Studio della Migrazione cellulare in canali microfabbricati

Summary

Un metodo quantitativo per studiare la migrazione spontanea di cellule in un microambiente confinato unidimensionale è descritto. Questo metodo sfrutta canali microfabbricati e può essere usato per studiare la migrazione di un gran numero di cellule in condizioni diverse in singoli esperimenti.

Abstract

Il metodo qui descritto consente di studiare la migrazione delle cellule sotto confinamento in una dimensione. Si basa sull'uso di canali microfabbricati, che impongono un fenotipo polarizzato a cellule da limitazioni fisiche. Una volta che i canali interni, le cellule hanno solo due possibilità: andare avanti o indietro. Questa migrazione semplificata in cui direzionalità è limitato facilita il tracciamento automatico delle celle e l'estrazione di parametri quantitativi per descrivere il movimento delle cellule. Questi parametri includono la velocità delle cellule, cambi di direzione, e pause durante il movimento. Microcanali sono anche compatibili con l'uso di marcatori fluorescenti e sono quindi adatti per studiare la localizzazione di organelli e strutture intracellulari durante la migrazione cellulare ad alta risoluzione. Infine, la superficie dei canali può essere funzionalizzato con substrati differenti, permettendo il controllo delle proprietà adesive dei canali o lo studio di haptotaxis.
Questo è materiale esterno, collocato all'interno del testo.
PR #734, opened 2020-04-01
docs: add docs configuration and structure

### LINKED ISSUE #528: Add configuration for static docs site
We should include documentation within the repository to support versioned documentation.

### LINKED ISSUE #529: Add wiki pages to static docs site
## Expected Behavior

Once we are ready to release an initial version of gossamer, all wiki pages need to be transferred to the wiki pages directory within the repository so that we can maintain versioned documentation.

## Checklist

- [ ] #867
- [ ] #868
- [ ] #869

ryanchristo:
## Changes

Once we release an official version of gossamer, we will need to version our documentation, and the easiest way to do this is to include it within the repository.

This pull request is experimenting with a static docs site using Jekyll, which can then be used with GitHub pages (GitHub will automatically deploy and host for free). 

## Tests:
```
cd wiki

bundle exec jekyll serve
```

### Issues:
closes #528


thomasmodeneis:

In sintesi, il sistema here descritto è destinato ad analizzare la migrazione di grandi numeri di cellule in condizioni in cui sia la geometria e la natura biochimica dell'ambiente sono controllate, facilitando la normalizzazione e riproducibilità di esperimenti indipendenti.

Introduction

La migrazione è una funzione cellulare complessa che è importante per molti processi fisiologici negli organismi multicellulari, incluso lo sviluppo, le risposte immunitarie e la rigenerazione dei tessuti. Inoltre, alcune situazioni patologiche come invasione tumorale e metastasi basano sulla motilità cellulare ^1. Per queste ragioni, la migrazione cellulare è diventato un importante campo di studio nell'ambito della ricerca sia fondamentale e traslazionale. In vivo, la maggior parte dei tessuti sono caratterizzati da una ricca matrice extracellulare ed elevata densità cellulare. La migrazione cellulare quindi, in condizioni fisiologiche, avviene in un ambiente confinato complesso. Classicamente, molto probabilmente a causa di ragioni storiche e limiti tecnici, la migrazione delle cellule è stato studiato in sistemi 2D piatte che non riproducono molte delle proprietà ambientali presenti nei tessuti, come ad esempio confinamento. Inoltre, fattori come l'adesione cellulare, che sono essenziali per la motilità in 2D, sono stati recentemente dimostrato di non essere necessapalmente necessari per la migrazione in vivo o all'interno gel, suggerendo che i meccanismi che regolano la locomozione cella in 2D e in altri ambienti sono distinti ^2. Diversi sistemi sono stati sviluppati per imitare le proprietà complesse dei tessuti, i più noti gel dell'essere collagene, che mirano a ricapitolare le proprietà della composizione della matrice extracellulare ^3. Qui proponiamo microcanali come metodo semplice complementare che permette la migrazione delle cellule studio in una dimensione in un ambiente confinato.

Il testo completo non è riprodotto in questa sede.